Supplied records:
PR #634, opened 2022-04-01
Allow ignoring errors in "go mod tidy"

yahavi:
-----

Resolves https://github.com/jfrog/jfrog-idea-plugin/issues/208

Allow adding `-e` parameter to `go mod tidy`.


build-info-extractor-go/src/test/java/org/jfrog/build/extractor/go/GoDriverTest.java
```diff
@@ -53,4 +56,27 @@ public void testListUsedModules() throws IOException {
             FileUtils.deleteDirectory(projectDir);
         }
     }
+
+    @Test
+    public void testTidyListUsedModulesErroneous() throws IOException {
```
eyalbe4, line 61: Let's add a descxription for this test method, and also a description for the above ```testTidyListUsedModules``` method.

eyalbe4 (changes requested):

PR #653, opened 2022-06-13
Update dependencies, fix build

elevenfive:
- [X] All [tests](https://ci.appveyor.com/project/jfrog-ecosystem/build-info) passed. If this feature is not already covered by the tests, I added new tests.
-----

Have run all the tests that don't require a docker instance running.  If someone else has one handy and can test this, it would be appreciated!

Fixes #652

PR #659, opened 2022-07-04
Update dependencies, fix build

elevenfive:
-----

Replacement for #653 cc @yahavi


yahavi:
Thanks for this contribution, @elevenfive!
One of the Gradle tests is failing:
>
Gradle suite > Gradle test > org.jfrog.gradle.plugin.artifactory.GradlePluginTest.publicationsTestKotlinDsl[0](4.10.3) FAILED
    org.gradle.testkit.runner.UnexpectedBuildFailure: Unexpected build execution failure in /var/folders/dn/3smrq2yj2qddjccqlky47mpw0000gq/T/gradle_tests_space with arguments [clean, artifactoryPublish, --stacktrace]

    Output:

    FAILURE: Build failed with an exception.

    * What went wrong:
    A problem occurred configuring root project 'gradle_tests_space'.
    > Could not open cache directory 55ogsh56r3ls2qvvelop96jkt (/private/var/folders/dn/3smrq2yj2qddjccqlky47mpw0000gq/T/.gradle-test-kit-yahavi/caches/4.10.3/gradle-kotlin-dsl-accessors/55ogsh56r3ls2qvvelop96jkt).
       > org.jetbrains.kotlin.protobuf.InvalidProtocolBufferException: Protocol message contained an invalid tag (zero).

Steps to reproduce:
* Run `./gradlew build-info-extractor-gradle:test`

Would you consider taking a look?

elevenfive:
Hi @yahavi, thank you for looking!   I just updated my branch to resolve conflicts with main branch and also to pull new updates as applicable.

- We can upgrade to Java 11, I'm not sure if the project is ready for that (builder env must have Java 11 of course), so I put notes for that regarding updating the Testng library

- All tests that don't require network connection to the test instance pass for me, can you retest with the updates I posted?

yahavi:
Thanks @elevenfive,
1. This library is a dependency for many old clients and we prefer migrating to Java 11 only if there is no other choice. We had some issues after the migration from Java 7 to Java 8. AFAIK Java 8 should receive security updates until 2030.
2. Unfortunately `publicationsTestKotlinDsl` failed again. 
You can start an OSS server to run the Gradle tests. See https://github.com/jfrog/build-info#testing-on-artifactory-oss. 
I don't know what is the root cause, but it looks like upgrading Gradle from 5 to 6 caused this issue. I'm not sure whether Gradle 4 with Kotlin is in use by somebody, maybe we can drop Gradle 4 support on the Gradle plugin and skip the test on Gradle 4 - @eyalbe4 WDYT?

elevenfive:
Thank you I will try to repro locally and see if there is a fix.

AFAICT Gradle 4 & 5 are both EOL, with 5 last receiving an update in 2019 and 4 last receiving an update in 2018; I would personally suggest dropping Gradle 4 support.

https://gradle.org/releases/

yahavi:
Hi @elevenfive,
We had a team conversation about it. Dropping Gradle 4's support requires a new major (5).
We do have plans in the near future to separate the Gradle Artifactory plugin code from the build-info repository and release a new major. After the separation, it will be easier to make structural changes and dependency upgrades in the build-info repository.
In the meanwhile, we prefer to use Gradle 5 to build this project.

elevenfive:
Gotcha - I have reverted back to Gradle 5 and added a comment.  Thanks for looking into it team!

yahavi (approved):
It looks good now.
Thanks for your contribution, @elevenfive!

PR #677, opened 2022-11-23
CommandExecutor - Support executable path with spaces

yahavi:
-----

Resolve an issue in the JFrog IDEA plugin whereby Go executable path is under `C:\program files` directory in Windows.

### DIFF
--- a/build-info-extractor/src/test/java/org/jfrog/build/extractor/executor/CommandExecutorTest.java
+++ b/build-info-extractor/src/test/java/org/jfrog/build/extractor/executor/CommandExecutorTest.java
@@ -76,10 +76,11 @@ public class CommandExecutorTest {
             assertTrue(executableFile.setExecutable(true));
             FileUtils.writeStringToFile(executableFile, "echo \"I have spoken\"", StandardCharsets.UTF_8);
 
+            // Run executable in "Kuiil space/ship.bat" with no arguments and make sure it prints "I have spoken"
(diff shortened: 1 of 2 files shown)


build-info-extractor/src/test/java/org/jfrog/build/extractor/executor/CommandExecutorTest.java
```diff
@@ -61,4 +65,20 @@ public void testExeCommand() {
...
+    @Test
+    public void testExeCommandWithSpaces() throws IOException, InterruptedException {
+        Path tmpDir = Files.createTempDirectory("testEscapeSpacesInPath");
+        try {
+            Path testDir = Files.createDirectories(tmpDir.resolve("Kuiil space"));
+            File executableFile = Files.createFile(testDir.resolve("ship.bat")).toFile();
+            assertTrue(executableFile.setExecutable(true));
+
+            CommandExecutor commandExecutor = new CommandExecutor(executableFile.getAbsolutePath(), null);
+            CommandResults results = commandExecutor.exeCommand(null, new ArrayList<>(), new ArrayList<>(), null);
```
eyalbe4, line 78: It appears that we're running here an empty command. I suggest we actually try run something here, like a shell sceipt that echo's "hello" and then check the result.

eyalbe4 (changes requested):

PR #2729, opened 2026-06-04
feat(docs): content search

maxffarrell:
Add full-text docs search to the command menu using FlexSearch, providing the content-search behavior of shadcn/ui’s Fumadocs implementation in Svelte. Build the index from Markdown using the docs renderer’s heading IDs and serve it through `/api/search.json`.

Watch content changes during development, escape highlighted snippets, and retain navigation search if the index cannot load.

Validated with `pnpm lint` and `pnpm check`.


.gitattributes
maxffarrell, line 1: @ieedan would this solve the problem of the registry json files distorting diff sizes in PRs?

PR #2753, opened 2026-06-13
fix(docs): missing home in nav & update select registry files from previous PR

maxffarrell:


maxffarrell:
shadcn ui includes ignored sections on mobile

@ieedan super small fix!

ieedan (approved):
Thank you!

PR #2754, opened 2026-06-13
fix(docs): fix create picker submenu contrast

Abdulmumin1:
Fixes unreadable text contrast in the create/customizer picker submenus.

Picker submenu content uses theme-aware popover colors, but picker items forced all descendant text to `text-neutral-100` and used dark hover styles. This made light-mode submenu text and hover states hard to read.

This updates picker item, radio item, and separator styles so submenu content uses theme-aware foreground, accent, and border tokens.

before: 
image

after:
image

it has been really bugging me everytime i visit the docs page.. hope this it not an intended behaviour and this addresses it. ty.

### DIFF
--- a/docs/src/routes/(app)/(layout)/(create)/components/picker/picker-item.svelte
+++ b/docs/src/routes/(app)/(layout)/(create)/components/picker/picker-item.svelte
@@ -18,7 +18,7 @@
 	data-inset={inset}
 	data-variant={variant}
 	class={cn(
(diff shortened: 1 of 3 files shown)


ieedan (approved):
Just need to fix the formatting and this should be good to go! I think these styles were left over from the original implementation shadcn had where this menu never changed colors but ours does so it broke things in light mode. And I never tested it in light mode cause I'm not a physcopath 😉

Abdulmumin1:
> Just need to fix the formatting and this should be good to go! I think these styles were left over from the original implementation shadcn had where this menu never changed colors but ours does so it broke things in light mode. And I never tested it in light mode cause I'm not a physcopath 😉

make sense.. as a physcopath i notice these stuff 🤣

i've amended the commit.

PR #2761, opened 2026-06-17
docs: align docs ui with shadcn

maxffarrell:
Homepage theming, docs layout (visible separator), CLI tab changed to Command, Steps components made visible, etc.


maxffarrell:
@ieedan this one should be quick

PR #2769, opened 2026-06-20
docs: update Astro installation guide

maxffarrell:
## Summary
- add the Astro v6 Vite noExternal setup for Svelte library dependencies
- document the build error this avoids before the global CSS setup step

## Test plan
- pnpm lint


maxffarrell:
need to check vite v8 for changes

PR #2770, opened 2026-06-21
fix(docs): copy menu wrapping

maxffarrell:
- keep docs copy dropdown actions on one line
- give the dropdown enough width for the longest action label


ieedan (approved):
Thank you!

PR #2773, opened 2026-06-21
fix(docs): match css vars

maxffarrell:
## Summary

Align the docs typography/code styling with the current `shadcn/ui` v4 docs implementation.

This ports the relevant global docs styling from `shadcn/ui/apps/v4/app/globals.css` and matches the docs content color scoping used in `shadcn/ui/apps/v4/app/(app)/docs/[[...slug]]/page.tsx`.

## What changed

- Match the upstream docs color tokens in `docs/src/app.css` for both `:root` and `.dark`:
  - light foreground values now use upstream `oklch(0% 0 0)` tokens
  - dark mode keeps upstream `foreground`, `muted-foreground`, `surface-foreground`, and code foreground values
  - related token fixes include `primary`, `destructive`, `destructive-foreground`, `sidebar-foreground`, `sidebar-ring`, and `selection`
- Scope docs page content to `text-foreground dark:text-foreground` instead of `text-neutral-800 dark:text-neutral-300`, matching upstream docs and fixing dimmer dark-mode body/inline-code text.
* * *
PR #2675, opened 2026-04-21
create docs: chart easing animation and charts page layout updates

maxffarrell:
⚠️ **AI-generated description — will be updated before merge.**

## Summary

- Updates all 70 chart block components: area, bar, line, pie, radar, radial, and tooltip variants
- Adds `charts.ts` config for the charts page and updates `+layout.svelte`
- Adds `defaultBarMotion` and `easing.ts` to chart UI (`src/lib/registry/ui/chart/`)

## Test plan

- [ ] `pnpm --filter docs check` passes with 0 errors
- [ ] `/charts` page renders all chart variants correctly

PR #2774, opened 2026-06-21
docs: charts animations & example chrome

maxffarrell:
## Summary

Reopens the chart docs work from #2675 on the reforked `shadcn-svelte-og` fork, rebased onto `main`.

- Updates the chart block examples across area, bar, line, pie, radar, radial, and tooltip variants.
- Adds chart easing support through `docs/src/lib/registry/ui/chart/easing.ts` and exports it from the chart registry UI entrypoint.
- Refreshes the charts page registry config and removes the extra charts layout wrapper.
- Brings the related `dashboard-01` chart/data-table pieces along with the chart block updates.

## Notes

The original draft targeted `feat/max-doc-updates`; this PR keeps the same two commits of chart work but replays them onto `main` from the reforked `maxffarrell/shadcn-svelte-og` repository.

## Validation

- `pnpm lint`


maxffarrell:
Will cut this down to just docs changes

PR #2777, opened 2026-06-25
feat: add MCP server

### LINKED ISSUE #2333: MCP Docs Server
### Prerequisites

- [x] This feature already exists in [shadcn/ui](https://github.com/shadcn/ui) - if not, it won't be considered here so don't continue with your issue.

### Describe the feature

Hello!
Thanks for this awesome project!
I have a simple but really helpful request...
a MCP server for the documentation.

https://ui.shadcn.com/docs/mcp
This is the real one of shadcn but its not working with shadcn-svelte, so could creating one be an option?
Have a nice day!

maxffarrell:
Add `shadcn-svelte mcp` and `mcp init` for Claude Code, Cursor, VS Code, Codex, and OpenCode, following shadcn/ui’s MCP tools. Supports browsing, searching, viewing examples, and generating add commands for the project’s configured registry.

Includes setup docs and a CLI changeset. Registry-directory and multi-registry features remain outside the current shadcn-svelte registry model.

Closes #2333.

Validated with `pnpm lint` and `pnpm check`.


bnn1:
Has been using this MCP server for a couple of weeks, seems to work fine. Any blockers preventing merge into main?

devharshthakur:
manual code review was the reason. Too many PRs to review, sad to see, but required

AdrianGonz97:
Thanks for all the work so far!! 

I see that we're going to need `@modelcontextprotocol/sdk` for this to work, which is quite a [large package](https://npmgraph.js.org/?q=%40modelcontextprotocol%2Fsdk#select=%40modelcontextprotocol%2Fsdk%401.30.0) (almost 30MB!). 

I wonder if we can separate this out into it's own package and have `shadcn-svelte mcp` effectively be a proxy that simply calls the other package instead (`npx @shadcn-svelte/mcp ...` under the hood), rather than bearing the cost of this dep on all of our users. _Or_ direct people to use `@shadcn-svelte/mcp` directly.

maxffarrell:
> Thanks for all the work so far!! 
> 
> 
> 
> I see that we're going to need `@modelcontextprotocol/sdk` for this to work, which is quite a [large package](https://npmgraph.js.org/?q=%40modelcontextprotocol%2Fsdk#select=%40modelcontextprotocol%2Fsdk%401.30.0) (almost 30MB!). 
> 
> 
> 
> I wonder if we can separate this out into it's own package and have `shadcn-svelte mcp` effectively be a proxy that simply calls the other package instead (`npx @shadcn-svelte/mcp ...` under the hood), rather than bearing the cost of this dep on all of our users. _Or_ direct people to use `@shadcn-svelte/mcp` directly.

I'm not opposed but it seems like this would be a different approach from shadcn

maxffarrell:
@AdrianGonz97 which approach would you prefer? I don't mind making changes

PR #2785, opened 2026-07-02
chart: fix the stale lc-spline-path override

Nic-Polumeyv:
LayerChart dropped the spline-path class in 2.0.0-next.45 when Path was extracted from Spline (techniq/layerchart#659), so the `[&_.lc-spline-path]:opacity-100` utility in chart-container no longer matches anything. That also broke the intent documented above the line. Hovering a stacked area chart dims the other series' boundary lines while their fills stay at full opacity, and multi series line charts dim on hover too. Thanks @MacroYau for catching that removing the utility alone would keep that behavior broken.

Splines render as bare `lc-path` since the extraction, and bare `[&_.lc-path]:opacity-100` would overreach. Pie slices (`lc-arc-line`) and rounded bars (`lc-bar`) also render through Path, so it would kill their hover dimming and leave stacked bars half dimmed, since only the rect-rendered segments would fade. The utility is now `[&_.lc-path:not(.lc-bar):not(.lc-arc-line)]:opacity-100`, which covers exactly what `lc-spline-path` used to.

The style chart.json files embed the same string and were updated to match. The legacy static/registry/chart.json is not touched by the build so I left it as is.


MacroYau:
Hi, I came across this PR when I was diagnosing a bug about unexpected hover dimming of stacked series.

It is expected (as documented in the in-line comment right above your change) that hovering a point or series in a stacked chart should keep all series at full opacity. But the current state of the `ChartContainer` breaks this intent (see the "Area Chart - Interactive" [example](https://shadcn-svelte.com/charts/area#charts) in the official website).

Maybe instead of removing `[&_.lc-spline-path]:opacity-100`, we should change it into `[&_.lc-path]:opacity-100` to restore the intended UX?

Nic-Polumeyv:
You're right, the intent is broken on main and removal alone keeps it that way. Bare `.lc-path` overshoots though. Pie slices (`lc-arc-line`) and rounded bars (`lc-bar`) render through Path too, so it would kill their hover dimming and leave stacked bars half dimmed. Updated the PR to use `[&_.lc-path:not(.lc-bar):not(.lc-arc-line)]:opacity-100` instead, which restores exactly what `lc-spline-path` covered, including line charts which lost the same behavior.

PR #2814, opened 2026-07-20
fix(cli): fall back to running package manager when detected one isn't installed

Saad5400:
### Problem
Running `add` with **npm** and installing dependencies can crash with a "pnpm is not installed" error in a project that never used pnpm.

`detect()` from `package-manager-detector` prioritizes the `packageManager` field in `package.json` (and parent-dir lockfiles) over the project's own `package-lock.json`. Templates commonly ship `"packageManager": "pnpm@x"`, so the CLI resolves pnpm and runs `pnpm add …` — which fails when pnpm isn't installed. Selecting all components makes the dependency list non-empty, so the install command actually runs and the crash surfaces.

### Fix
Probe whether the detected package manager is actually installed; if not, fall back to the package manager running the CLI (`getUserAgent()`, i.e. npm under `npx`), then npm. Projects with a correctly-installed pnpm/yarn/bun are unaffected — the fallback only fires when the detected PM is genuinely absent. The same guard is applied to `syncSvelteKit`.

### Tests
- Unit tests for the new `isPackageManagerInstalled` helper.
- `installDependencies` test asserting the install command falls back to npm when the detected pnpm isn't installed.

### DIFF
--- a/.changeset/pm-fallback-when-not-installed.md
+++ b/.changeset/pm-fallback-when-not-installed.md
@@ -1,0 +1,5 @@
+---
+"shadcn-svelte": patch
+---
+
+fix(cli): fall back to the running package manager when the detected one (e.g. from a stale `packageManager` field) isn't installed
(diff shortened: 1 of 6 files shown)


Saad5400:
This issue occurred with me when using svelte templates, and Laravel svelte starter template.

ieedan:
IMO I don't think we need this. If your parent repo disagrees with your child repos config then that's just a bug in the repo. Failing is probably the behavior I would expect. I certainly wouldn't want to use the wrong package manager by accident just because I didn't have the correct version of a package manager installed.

About this exercise:
Using the entries above, output exactly the lines between the line holding "updated before merge.**" and the line holding "with 0 errors", end lines included, and nothing more.

Solution:
⚠️ **AI-generated description — will be updated before merge.**

## Summary

- Updates all 70 chart block components: area, bar, line, pie, radar, radial, and tooltip variants
- Adds `charts.ts` config for the charts page and updates `+layout.svelte`
- Adds `defaultBarMotion` and `easing.ts` to chart UI (`src/lib/registry/ui/chart/`)

## Test plan

- [ ] `pnpm --filter docs check` passes with 0 errors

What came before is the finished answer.